Further, the Standard would seem to imply that if code observes that if two pointers with defined values have identical representation, they must compare equal. Reading an object using a character type and then writing that same sequence of character-type values into another object should yield an object equivalent to the original; such equivalence is a fundamental feature of the language. If p is a pointer "just past" one object, and q is a pointer to another object, and their representations are copied to p2 and q2, respectively, then p1 must compare equal to p and q2 to q. If the decomposed character-type representations of p and q are equal, that would imply that q2 was written with the same sequence of character-type values as p1, which would, in turn, imply that all four pointers must be equal.

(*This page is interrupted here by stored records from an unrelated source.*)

PR #5557, opened 2025-10-28
[MSI v2] Cache MSI v2 cert 

gladjohn:
commit 1 - caches MSI v2 in-memory + tests (ready)
commit 2 - stores cert to store and if there is a cache miss, checks store (in-progress)
commit 3 - adds mutex (in-progress)

## This PR adds a minimal, internal in‑memory certificate cache for IMDS v2 mTLS PoP:

- One entry per cache key (the key is exactly what the caller passes: client_id, object_id, or resource_id), by design.
- Entries are returned only if valid ≥ 24 hours, otherwise they are ignored and evicted (mTLS tokens are valid up to 24h and must be bound to a cert valid for the full token lifetime).
- The cache returns a clone of the X509Certificate2 so callers can dispose independently. The cache owns its copy and disposes on eviction/clear.
- Normalized to UTC for time comparisons.
- Thread‑safe: ConcurrentDictionary + an external per‑key SemaphoreSlim (unchanged) prevents double‑mints.

### Why 24 hours?

mTLS PoP tokens can be valid up to 24h; reusing a cert that expires sooner would create a token that cannot be used by the resource throughout its validity. The cache therefore refuses to store certs with < 24h remaining and evicts entries that have hit their NotAfter.

### DIFF
--- a/src/client/Microsoft.Identity.Client/ManagedIdentity/V2/CertificateCacheEntry.cs
+++ b/src/client/Microsoft.Identity.Client/ManagedIdentity/V2/CertificateCacheEntry.cs
@@ -60,7 +60,7 @@ namespace Microsoft.Identity.Client.ManagedIdentity.V2
         /// </summary>
         /// <param name="nowUtc"></param>
         /// <returns></returns>
-        public bool IsExpiredUtc(DateTimeOffset nowUtc) => nowUtc >= NotAfterUtc;
+        public bool IsExpiredUtc(DateTimeOffset nowUtc) => nowUtc >= (NotAfterUtc - MinRemainingLifetime);
 
         /// <summary>
         /// dispose the entry and its certificate.
@@ -72,14 +72,8 @@ namespace Microsoft.Identity.Client.ManagedIdentity.V2
                 return; // already disposed
             }
 
-            try
-            {
-                Certificate.Dispose();
-            }
-            catch
-            {
-                // defensive: some platforms throw on double/invalid dispose; we swallow to keep eviction robust
-            }
+            // Idempotent due to the atomic guard
+            Certificate.Dispose();
         }
     }
 }
--- a/src/client/Microsoft.Identity.Client/ManagedIdentity/V2/ICertificateCache.cs
+++ b/src/client/Microsoft.Identity.Client/ManagedIdentity/V2/ICertificateCache.cs
@@ -17,16 +17,17 @@ namespace Microsoft.Identity.Client.ManagedIdentity.V2
         /// Try to get a cached certificate+endpoint+clientId for the specified cacheKey.
         /// Returns true and non-null outputs if found and not expired.
         /// </summary>
-        bool TryGet(string cacheKey, out CertificateCacheValue value, ILoggerAdapter logger = null);
+        bool TryGet(
+            string cacheKey, 
+            out CertificateCacheValue value, 
+            ILoggerAdapter logger = null);
 
         /// <summary>
         /// Insert or replace the cached certificate+endpoint+clientId for cacheKey.
         /// </summary>
         void Set(
             string cacheKey,
-            X509Certificate2 certificate,
-            string endpoint,
-            string clientId,
+            in CertificateCacheValue value,
             ILoggerAdapter logger = null);
 
         /// <summary>Remove an entry if present.</summary>
--- a/src/client/Microsoft.Identity.Client/ManagedIdentity/V2/InMemoryCertificateCache.cs
+++ b/src/client/Microsoft.Identity.Client/ManagedIdentity/V2/InMemoryCertificateCache.cs
@@ -52,22 +52,20 @@ namespace Microsoft.Identity.Client.ManagedIdentity.V2
         /// <inheritdoc />
         public void Set(
             string cacheKey,
-            X509Certificate2 certificate,
-            string endpoint,
-            string clientId,
+            in CertificateCacheValue value,
             ILoggerAdapter logger = null)
         {
             ThrowIfDisposed();
             ValidateCacheKey(cacheKey);
 
-            if (certificate is null)
-                throw new ArgumentNullException(nameof(certificate));
-            if (string.IsNullOrWhiteSpace(endpoint))
-                throw new ArgumentException("Endpoint must be non-empty.", nameof(endpoint));
-            if (string.IsNullOrWhiteSpace(clientId))
-                throw new ArgumentException("ClientId must be non-empty.", nameof(clientId));
+            if (value.Certificate is null)
+                throw new ArgumentNullException(nameof(value.Certificate));
+            if (string.IsNullOrWhiteSpace(value.Endpoint))
+                throw new ArgumentException("Endpoint must be non-empty.", nameof(value.Endpoint));
+            if (string.IsNullOrWhiteSpace(value.ClientId))
+                throw new ArgumentException("ClientId must be non-empty.", nameof(value.ClientId));
 
-            var notAfterUtc = ToNotAfterUtc(certificate);
+            var notAfterUtc = ToNotAfterUtc(value.Certificate);
             var nowUtc = DateTimeOffset.UtcNow;
 
             // Enforce minimum remaining lifetime (e.g., 24h).
@@ -75,14 +73,14 @@ namespace Microsoft.Identity.Client.ManagedIdentity.V2
             {
                 var remaining = notAfterUtc - nowUtc;
                 logger?.Verbose(() =>
-                    "[CertCache] Skipping certificate with insufficient remaining lifetime (" +
-                    $"{remaining.TotalHours:F2}h) (key='{Mask(cacheKey)}').");
+                    "[CertCache] Skipping certificate with insufficient remaining lifetime " +
+                    $"({remaining.TotalHours:F2}h) (key='{Mask(cacheKey)}').");
                 return;
             }
 
             // Cache owns its copy; it will dispose upon eviction.
-            var cachedCopy = new X509Certificate2(certificate);
-            var newEntry = new CertificateCacheEntry(cachedCopy, notAfterUtc, endpoint, clientId);
+            var cachedCopy = new X509Certificate2(value.Certificate);
+            var newEntry = new CertificateCacheEntry(cachedCopy, notAfterUtc, value.Endpoint, value.ClientId);
 
             _entriesByCacheKey.AddOrUpdate(
                 cacheKey,
@@ -93,7 +91,6 @@ namespace Microsoft.Identity.Client.ManagedIdentity.V2
                 },
                 (_, old) =>
                 {
-                    // Defensive: don't double-dispose in weird interleavings
                     if (!old.IsDisposed)
                     {
                         old.Dispose();
--- a/src/client/Microsoft.Identity.Client/ManagedIdentity/V2/ImdsV2ManagedIdentitySource.cs
+++ b/src/client/Microsoft.Identity.Client/ManagedIdentity/V2/ImdsV2ManagedIdentitySource.cs
@@ -489,8 +489,9 @@ namespace Microsoft.Identity.Client.ManagedIdentity.V2
                 // 3) Mint + cache under the provided cacheKey
                 var created = await factory().ConfigureAwait(false);
 
-                s_mtlsCertificateCache.Set(
-                    cacheKey, created.Item1, created.Item2, created.Item3, logger);
+                s_mtlsCertificateCache.Set(cacheKey,
+                    new CertificateCacheValue(created.Item1, created.Item2, created.Item3),
+                    logger);
 
                 return created;
             }
--- a/tests/Microsoft.Identity.Test.Unit/ManagedIdentityTests/InMemoryCertificateCacheTests.cs
+++ b/tests/Microsoft.Identity.Test.Unit/ManagedIdentityTests/InMemoryCertificateCacheTests.cs
@@ -2,6 +2,7 @@
 // Licensed under the MIT License.
 
 using System;
+using System.Collections.Concurrent;
 using System.Security.Cryptography;
 using System.Security.Cryptography.X509Certificates;
 using Microsoft.Identity.Client.ManagedIdentity.V2;
@@ -44,7 +45,7 @@ namespace Microsoft.Identity.Test.Unit.ManagedIdentityTests
             const string ep = "https://mtls.endpoint";
             const string cid = "11111111-1111-1111-1111-111111111111";
 
-            cache.Set(key, cert, ep, cid);
+            cache.Set(key, new CertificateCacheValue(cert, ep, cid));
 
             var ok = cache.TryGet(key, out var value);
             Assert.IsTrue(ok);
@@ -72,7 +73,7 @@ namespace Microsoft.Identity.Test.Unit.ManagedIdentityTests
 
             // Certificate lifetime shorter than product threshold (24h)
             using var shortCert = CreateSelfSignedCert(TimeSpan.FromHours(1));
-            cache.Set("short-key", shortCert, "https://mtls", "client-guid");
+            cache.Set("short-key", new CertificateCacheValue(shortCert, "https://mtls", "client-guid"));
 
             var ok = cache.TryGet("short-key", out _);
             Assert.IsFalse(ok, "Cache should skip certs with remaining lifetime < 24h.");
@@ -86,8 +87,8 @@ namespace Microsoft.Identity.Test.Unit.ManagedIdentityTests
             using var certB = CreateSelfSignedCert(TimeSpan.FromDays(3), "CN=B");
 
             const string key = "replace-key";
-            cache.Set(key, certA, "https://ep", "cid");
-            cache.Set(key, certB, "https://ep", "cid");
+            cache.Set(key, new CertificateCacheValue(certA, "https://ep", "cid"));
+            cache.Set(key, new CertificateCacheValue(certB, "https://ep", "cid"));
 
             var ok = cache.TryGet(key, out var v);
             Assert.IsTrue(ok);
@@ -108,7 +109,7 @@ namespace Microsoft.Identity.Test.Unit.ManagedIdentityTests
             var cache = new InMemoryCertificateCache();
             using var cert = CreateSelfSignedCert(TimeSpan.FromDays(2));
 
-            cache.Set("k1", cert, "https://ep", "cid");
+            cache.Set("k1", new CertificateCacheValue(cert, "https://ep", "cid"));
             var removed = cache.Remove("k1");
             Assert.IsTrue(removed);
 
@@ -123,8 +124,8 @@ namespace Microsoft.Identity.Test.Unit.ManagedIdentityTests
             using var c1 = CreateSelfSignedCert(TimeSpan.FromDays(2));
             using var c2 = CreateSelfSignedCert(TimeSpan.FromDays(2));
 
-            cache.Set("k1", c1, "https://ep1", "cid1");
-            cache.Set("k2", c2, "https://ep2", "cid2");
+            cache.Set("k1", new CertificateCacheValue(c1, "https://ep1", "cid1"));
+            cache.Set("k2", new CertificateCacheValue(c2, "https://ep2", "cid2"));
 
             cache.Clear();
 
@@ -143,10 +144,10 @@ namespace Microsoft.Identity.Test.Unit.ManagedIdentityTests
             Assert.ThrowsException<ArgumentException>(() => cache.TryGet(null, out _));
 
             // Set
-            Assert.ThrowsException<ArgumentException>(() => cache.Set(" ", cert, "ep", "cid"));
-            Assert.ThrowsException<ArgumentNullException>(() => cache.Set("k", null, "ep", "cid"));
-            Assert.ThrowsException<ArgumentException>(() => cache.Set("k", cert, " ", "cid"));
-            Assert.ThrowsException<ArgumentException>(() => cache.Set("k", cert, "ep", " "));
+            Assert.ThrowsException<ArgumentException>(() => cache.Set(" ", new CertificateCacheValue(cert, "ep", "cid")));
+            Assert.ThrowsException<ArgumentNullException>(() => cache.Set("k", new CertificateCacheValue(null, "ep", "cid"))); // This will throw as expected in the test
+            Assert.ThrowsException<ArgumentException>(() => cache.Set("k", new CertificateCacheValue(cert, " ", "cid")));
+            Assert.ThrowsException<ArgumentException>(() => cache.Set("k", new CertificateCacheValue(cert, "ep", " ")));
 
             // Remove
             Assert.ThrowsException<ArgumentException>(() => cache.Remove(""));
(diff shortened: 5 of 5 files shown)


src/client/Microsoft.Identity.Client/ManagedIdentity/ManagedIdentityClient.cs
```diff
@@ -27,9 +28,30 @@ internal class ManagedIdentityClient
         private X509Certificate2 _runtimeMtlsBindingCertificate;
         internal X509Certificate2 RuntimeMtlsBindingCertificate => Volatile.Read(ref _runtimeMtlsBindingCertificate);
 
+        // Central, process-local cache for mTLS binding (cert + endpoint + canonical client_id).
+        internal static readonly ICertificateCache s_mtlsCertificateCache = new InMemoryCertificateCache();
+
+        // Per-key async de-duplication so concurrent callers don’t double-mint.
+        internal static readonly ConcurrentDictionary<string, SemaphoreSlim> s_perKeyGates =
```
MZOLN: This design introduces unnecessary coupling and breaks encapsulation, leading to class envy. The responsibility should either reside where it’s used or be abstracted into a dedicated component.

Additionally, usage should avoid direct field access. Instead, expose functionality through well-defined internal or public methods behind a thoughtful interface.

For instance, why isn’t s_perKeyGates treated as an implementation detail of the imdsv2 component, given that it appears to be used only there? The same applies to the cache instance.

src/client/Microsoft.Identity.Client/ManagedIdentity/V2/CertificateCacheEntry.cs
```diff
@@ -0,0 +1,33 @@
...
+        internal static readonly TimeSpan MinRemainingLifetime = TimeSpan.FromHours(24);
+
+        public CertificateCacheEntry(X509Certificate2 certificate, DateTimeOffset notAfterUtc, string endpoint, string clientId)
+        {
+            Certificate = certificate ?? throw new MsalClientException(nameof(certificate));
+            NotAfterUtc = notAfterUtc;
+            Endpoint = endpoint ?? throw new MsalClientException(nameof(endpoint));
+            ClientId = clientId ?? throw new MsalClientException(nameof(clientId));
+        }
+
```
MZOLN, line 37: Wouldnt we need comments for public members?

src/client/Microsoft.Identity.Client/ManagedIdentity/V2/ICertificateCache.cs
```diff
@@ -0,0 +1,43 @@
...
+    /// </summary>
+    internal interface ICertificateCache : IDisposable
+    {
+        /// <summary>
+        /// Try to get a cached certificate+endpoint+clientId for the specified cacheKey.
+        /// Returns true and non-null outputs if found and not expired.
+        /// </summary>
+        bool TryGet(
+            string cacheKey,
+            out X509Certificate2 certificate,
```
MZOLN: This is a very classic way of doing it, wouldnt it be better to use a tuple, valuetype result or even a record/structure here so that we have some flexibility with adding fields without breaking the contract?

src/client/Microsoft.Identity.Client/ManagedIdentity/V2/ICertificateCache.cs
```diff
@@ -0,0 +1,43 @@
...
+using System.Security.Cryptography.X509Certificates;
+using Microsoft.Identity.Client.Core;
+
+namespace Microsoft.Identity.Client.ManagedIdentity.V2
+{
+    /// <summary>
+    /// Process-local cache for an mTLS certificate and its endpoint.
+    /// Expiration is based solely on certificate.NotAfter.
+    /// </summary>
+    internal interface ICertificateCache : IDisposable
```
MZOLN: I'd say that it shouldnt inerit form IDisposable, but the implementation has.

src/client/Microsoft.Identity.Client/ManagedIdentity/V2/InMemoryCertificateCache.cs
```diff
@@ -0,0 +1,213 @@
...
+using System.Threading;
+using Microsoft.Identity.Client.Core;
+
+namespace Microsoft.Identity.Client.ManagedIdentity.V2
+{
+    /// <summary>
+    /// certificate+endpoint+clientId cache stored in process memory.
+    /// </summary>
+    internal sealed class InMemoryCertificateCache : ICertificateCache
+    {
```
MZOLN, line 16: This should implement IDisposable, not the interface, imho

src/client/Microsoft.Identity.Client/ManagedIdentity/V2/InMemoryCertificateCache.cs
```diff
@@ -0,0 +1,213 @@
...
+            out X509Certificate2 certificate, 
+            out string endpoint, 
+            out string clientId,
+            ILoggerAdapter logger = null)
+        {
+            certificate = null;
+            endpoint = null;
+            clientId = null;
+
+            if (cacheKey == null)
```
MZOLN: string.isnullorempty/whitespace?

src/client/Microsoft.Identity.Client/ManagedIdentity/V2/InMemoryCertificateCache.cs
```diff
@@ -0,0 +1,213 @@
...
+                throw new MsalClientException(nameof(cacheKey));
+            if (Volatile.Read(ref _disposed) != 0)
+                return false;
```
MZOLN: Shouldnt it be ObjectDisposedException?

src/client/Microsoft.Identity.Client/ManagedIdentity/V2/InMemoryCertificateCache.cs
```diff
@@ -0,0 +1,213 @@
...
+using Microsoft.Identity.Client.Core;
+
+namespace Microsoft.Identity.Client.ManagedIdentity.V2
+{
+    /// <summary>
+    /// certificate+endpoint+clientId cache stored in process memory.
+    /// </summary>
+    internal sealed class InMemoryCertificateCache : ICertificateCache
+    {
+        private readonly ConcurrentDictionary<string, CertificateCacheEntry> _entriesByCacheKey =
```
MZOLN, line 17: How many entries do we predict to have here? For tiny maps or low contention a plain dictionary + coarse lock would have less overhead....

If we have read mostly and rare writes (as I imagined would be the case here) but need truly stable snapshots, immutabledictionary with copy-on write might be a better approach, as they are lock free, jsut higher allocation on writes...

But if a very small map or low contention dictionary with a single lock is often simpler and can be way faster.

src/client/Microsoft.Identity.Client/ManagedIdentity/V2/InMemoryCertificateCache.cs
```diff
@@ -0,0 +1,213 @@
...
+                throw new MsalClientException(nameof(cacheKey));
+            if (Volatile.Read(ref _disposed) != 0)
+                return false;
+
+            CertificateCacheEntry entry;
+            if (_entriesByCacheKey.TryGetValue(cacheKey, out entry))
+            {
+                var nowUtc = DateTimeOffset.UtcNow;
+
+                if (entry.IsExpiredUtc(nowUtc))
```
MZOLN: Could we extract it to a function to reduce nesting?

src/client/Microsoft.Identity.Client/ManagedIdentity/V2/InMemoryCertificateCache.cs
```diff
@@ -0,0 +1,213 @@
...
+        /// <exception cref="MsalClientException"></exception>
+        /// <exception cref="ObjectDisposedException"></exception>
+        public void Set(
+            string cacheKey, 
+            X509Certificate2 certificate, 
+            string endpoint, 
+            string clientId,
+            ILoggerAdapter logger = null)
+        {
+            if (cacheKey == null)
```
MZOLN: String.isnullorempty/whitespace?

src/client/Microsoft.Identity.Client/ManagedIdentity/V2/InMemoryCertificateCache.cs
```diff
@@ -0,0 +1,213 @@
...
+
+            var notAfterUtc = ToNotAfterUtc(certificate);
+            var nowUtc = DateTimeOffset.UtcNow;
+
+            if (notAfterUtc <= nowUtc + CertificateCacheEntry.MinRemainingLifetime)
+            {
+                if (logger != null)
+                {
+                    var remaining = notAfterUtc - nowUtc;
+                    logger.Verbose(() => "[CertCache] Skipping certificate with insufficient remaining lifetime (" +
```
MZOLN: "... Skipping addition of certificate to cache, due to insufficient..."

src/client/Microsoft.Identity.Client/ManagedIdentity/V2/CertificateCacheEntry.cs
```diff
@@ -0,0 +1,33 @@
+﻿// Copyright (c) Microsoft Corporation. All rights reserved.
+// Licensed under the MIT License.
+
+using System;
+using System.Security.Cryptography.X509Certificates;
+
+namespace Microsoft.Identity.Client.ManagedIdentity.V2
+{
+    internal sealed class CertificateCacheEntry : IDisposable
```
MZOLN, line 13: Could benefit form IsDisposed public property...

src/client/Microsoft.Identity.Client/ManagedIdentity/V2/InMemoryCertificateCache.cs
```diff
@@ -0,0 +1,213 @@
...
+            if (_entriesByCacheKey.TryGetValue(cacheKey, out entry))
+            {
+                var nowUtc = DateTimeOffset.UtcNow;
+
+                if (entry.IsExpiredUtc(nowUtc))
+                {
+                    CertificateCacheEntry removed;
+                    if (_entriesByCacheKey.TryRemove(cacheKey, out removed))
+                    {
+                        removed.Dispose();
```
MZOLN: Looks to me like this is a commonly used pattern. Consider adding IsDisposed bool property to CacheEntry, then you could check if it already is disposed to make the code a little more defensive ?

src/client/Microsoft.Identity.Client/ManagedIdentity/V2/InMemoryCertificateCache.cs
```diff
@@ -0,0 +1,213 @@
...
+                cacheKey,
+                _ =>
+                {
+                    if (logger != null)
+                        logger.Verbose(() => "[CertCache] SET (key='" + Mask(cacheKey) + "').");
+                    return newEntry;
+                },
+                (_, old) =>
+                {
+                    old.Dispose();
```
MZOLN: See comemnt above... IsDisposed on cacheentry could make this code safer.

src/client/Microsoft.Identity.Client/ManagedIdentity/V2/InMemoryCertificateCache.cs
```diff
@@ -0,0 +1,213 @@
...
+        /// <summary>
+        /// removes an entry fromn the cache, if present.
+        /// </summary>
+        /// <param name="cacheKey"></param>
+        /// <param name="logger"></param>
+        /// <returns></returns>
+        /// <exception cref="MsalClientException"></exception>
+        public bool Remove(string cacheKey, ILoggerAdapter logger = null)
+        {
+            if (cacheKey == null)
```
MZOLN: string.IsNullOrWhitespace/Empty (?)

src/client/Microsoft.Identity.Client/ManagedIdentity/V2/InMemoryCertificateCache.cs
```diff
@@ -0,0 +1,213 @@
...
+                throw new MsalClientException(nameof(cacheKey));
+            CertificateCacheEntry entry;
+            if (_entriesByCacheKey.TryRemove(cacheKey, out entry))
+            {
+                entry.Dispose();
```
MZOLN: same

src/client/Microsoft.Identity.Client/ManagedIdentity/V2/InMemoryCertificateCache.cs
```diff
@@ -0,0 +1,213 @@
...
+        /// </summary>
+        /// <param name="logger"></param>
+        public void Clear(ILoggerAdapter logger = null)
+        {
+            foreach (var kvp in _entriesByCacheKey)
+            {
+                CertificateCacheEntry entry;
+                if (_entriesByCacheKey.TryRemove(kvp.Key, out entry))
+                {
+                    entry.Dispose();
```
MZOLN: Same

src/client/Microsoft.Identity.Client/ManagedIdentity/V2/InMemoryCertificateCache.cs
```diff
@@ -0,0 +1,213 @@
...
+            }
+            return false;
+        }
+
+        /// <summary>
+        /// for testing: clears all entries.
+        /// </summary>
+        /// <param name="logger"></param>
+        public void Clear(ILoggerAdapter logger = null)
+        {
```
MZOLN, line 123: Needs _isdisposed check for consistency. Best extract it to a private method and call it from every function

src/client/Microsoft.Identity.Client/ManagedIdentity/V2/InMemoryCertificateCache.cs
```diff
@@ -0,0 +1,213 @@
...
+
+        /// <summary>
+        /// removes an entry fromn the cache, if present.
+        /// </summary>
+        /// <param name="cacheKey"></param>
+        /// <param name="logger"></param>
+        /// <returns></returns>
+        /// <exception cref="MsalClientException"></exception>
+        public bool Remove(string cacheKey, ILoggerAdapter logger = null)
+        {
```
MZOLN, line 105: Needs _disposed check for consistency. Extract it to a method and call from every public function/proprty.

src/client/Microsoft.Identity.Client/ManagedIdentity/V2/InMemoryCertificateCache.cs
```diff
@@ -0,0 +1,213 @@
...
+            var notAfter = cert.NotAfter;
+            if (notAfter.Kind == DateTimeKind.Unspecified)
+            {
+                notAfter = DateTime.SpecifyKind(notAfter, DateTimeKind.Local);
+            }
+            return new DateTimeOffset(notAfter.ToUniversalTime());
+        }
+
+        /// <summary>
+        /// used for logging cache keys without exposing full values.
```
MZOLN: nit: Start from capital letter

src/client/Microsoft.Identity.Client/ManagedIdentity/V2/InMemoryCertificateCache.cs
```diff
@@ -0,0 +1,213 @@
...
+        /// </summary>
+        /// <param name="s"></param>
```
MZOLN: Should we fill those up as well?

src/client/Microsoft.Identity.Client/ManagedIdentity/V2/InMemoryCertificateCache.cs
```diff
@@ -0,0 +1,213 @@
...
+        /// <returns></returns>
+        private static string Mask(string s)
+        {
+            if (string.IsNullOrEmpty(s))
+                return "<empty>";
+            var take = Math.Min(8, s.Length);
```
MZOLN: so it would expose full value if it is less than 8? Is that ok?

tests/Microsoft.Identity.Test.Unit/ManagedIdentityTests/ImdsV2Tests.cs
```diff
@@ -736,5 +740,794 @@ await managedIdentityApp.AcquireTokenForManagedIdentity(ManagedIdentityTests.Res
...
+
+        #region cached certificate tests
+        [TestMethod]
+        public async Task mTLSPop_ForceRefresh_UsesCachedCert_NoIssueCredential_PostsCanonicalClientId_AndSkipsAttestation()
+        {
+            using (new EnvVariableContext())
+            using (var httpManager = new MockHttpManager())
+            {
+                // Start clean across tests
+                ManagedIdentityClient.ResetSourceForTest();
```
MZOLN: How do you ensure that those tests dont race? Because we are using static state here, this could cause instabilities.

src/client/Microsoft.Identity.Client/ManagedIdentity/ManagedIdentityClient.cs
```diff
@@ -27,9 +28,30 @@ internal class ManagedIdentityClient
...
+            new ConcurrentDictionary<string, SemaphoreSlim>(StringComparer.Ordinal);
+
         internal static void ResetSourceForTest()
         {
             s_sourceName = ManagedIdentitySource.None;
```
MZOLN, line 33: Since we leak the dependency to test, this utility metod can belong in test itself....
A better approach would be to expose appropriate public methods on well encapsulated components.

src/client/Microsoft.Identity.Client/ManagedIdentity/V2/CertificateCacheEntry.cs
```diff
@@ -0,0 +1,85 @@
...
+        /// dispose the entry and its certificate.
+        /// </summary>
+        public void Dispose()
+        {
+            if (Interlocked.Exchange(ref _disposed, 1) != 0)
+            {
+                return; // already disposed
+            }
+
+            try
```
MZOLN: try/catch is expensive. You won't double dispose with that atomic switch you got on line 70, would you?

src/client/Microsoft.Identity.Client/ManagedIdentity/V2/ICertificateCache.cs
```diff
@@ -0,0 +1,38 @@
...
+        /// Returns true and non-null outputs if found and not expired.
+        /// </summary>
+        bool TryGet(string cacheKey, out CertificateCacheValue value, ILoggerAdapter logger = null);
+
+        /// <summary>
+        /// Insert or replace the cached certificate+endpoint+clientId for cacheKey.
+        /// </summary>
+        void Set(
+            string cacheKey,
+            X509Certificate2 certificate,
```
MZOLN: should we adjust the set as well? This looks better actually ;)

gladjohn: agree - missed updating this

src/client/Microsoft.Identity.Client/ManagedIdentity/V2/CertificateCacheEntry.cs
gladjohn: updated

src/client/Microsoft.Identity.Client/ManagedIdentity/ManagedIdentityClient.cs
gladjohn: moved the one in IMDS V2 to it's own method and call it from here

tests/Microsoft.Identity.Test.Unit/ManagedIdentityTests/ImdsV2Tests.cs
gladjohn: removed this - and each test before initializing will always call `ResetSourceForTest`, so the static caches are cleared in PRODUCT.

src/client/Microsoft.Identity.Client/ManagedIdentity/V2/InMemoryCertificateCache.cs
gladjohn: updated

src/client/Microsoft.Identity.Client/ManagedIdentity/V2/InMemoryCertificateCache.cs
gladjohn: updated but this is internal

src/client/Microsoft.Identity.Client/ManagedIdentity/V2/InMemoryCertificateCache.cs
gladjohn: updated

src/client/Microsoft.Identity.Client/ManagedIdentity/V2/InMemoryCertificateCache.cs
gladjohn: updated

src/client/Microsoft.Identity.Client/ManagedIdentity/V2/InMemoryCertificateCache.cs
gladjohn: updated

src/client/Microsoft.Identity.Client/ManagedIdentity/V2/InMemoryCertificateCache.cs
gladjohn: updated

src/client/Microsoft.Identity.Client/ManagedIdentity/V2/InMemoryCertificateCache.cs
gladjohn: updated

src/client/Microsoft.Identity.Client/ManagedIdentity/V2/InMemoryCertificateCache.cs
gladjohn: updated

src/client/Microsoft.Identity.Client/ManagedIdentity/V2/InMemoryCertificateCache.cs
gladjohn: updated

src/client/Microsoft.Identity.Client/ManagedIdentity/V2/CertificateCacheEntry.cs
gladjohn: updated

src/client/Microsoft.Identity.Client/ManagedIdentity/V2/InMemoryCertificateCache.cs
gladjohn: no, this is skipping because we want to mint new cert

src/client/Microsoft.Identity.Client/ManagedIdentity/V2/InMemoryCertificateCache.cs
gladjohn: updated

src/client/Microsoft.Identity.Client/ManagedIdentity/V2/InMemoryCertificateCache.cs
gladjohn: done

src/client/Microsoft.Identity.Client/ManagedIdentity/V2/InMemoryCertificateCache.cs
gladjohn: not many entries - 60 max for a VM, but depending on the client, they all may be used at once.

src/client/Microsoft.Identity.Client/ManagedIdentity/V2/InMemoryCertificateCache.cs
gladjohn: No because this is just the client_id app dev passes to MSAL. But the cert was set with ObjectDisposedException

src/client/Microsoft.Identity.Client/ManagedIdentity/V2/InMemoryCertificateCache.cs
gladjohn: yes

src/client/Microsoft.Identity.Client/ManagedIdentity/V2/InMemoryCertificateCache.cs
gladjohn: agreed, updated

src/client/Microsoft.Identity.Client/ManagedIdentity/V2/ICertificateCache.cs
gladjohn: updated

src/client/Microsoft.Identity.Client/ManagedIdentity/V2/CertificateCacheEntry.cs
gladjohn: these are internal

src/client/Microsoft.Identity.Client/ManagedIdentity/ManagedIdentityClient.cs
gladjohn: udpated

Consequently, while it would be allowable for a compiler to have quirky equality semantics for pointers which are never exposed to code that might observe their byte-level representation, such behavioral license would not extend to pointers which are thus exposed. If an implementation defines a directive or setting that invites compilers to have individual comparisons arbitrarily report equal or unequal when given pointers to the end of one object and the start of another whose placement would only be observable via such comparison, the implementation wouldn't have to worry about conformance in cases where pointer representations are observed. Otherwise, though, even in if there are cases where conforming implementations would be allowed to have quirky comparison semantics, that doesn't mean any quality implementations should do so unless invited unless a pointer just past the end of one object would naturally have a different representation from a pointer to the start of the next.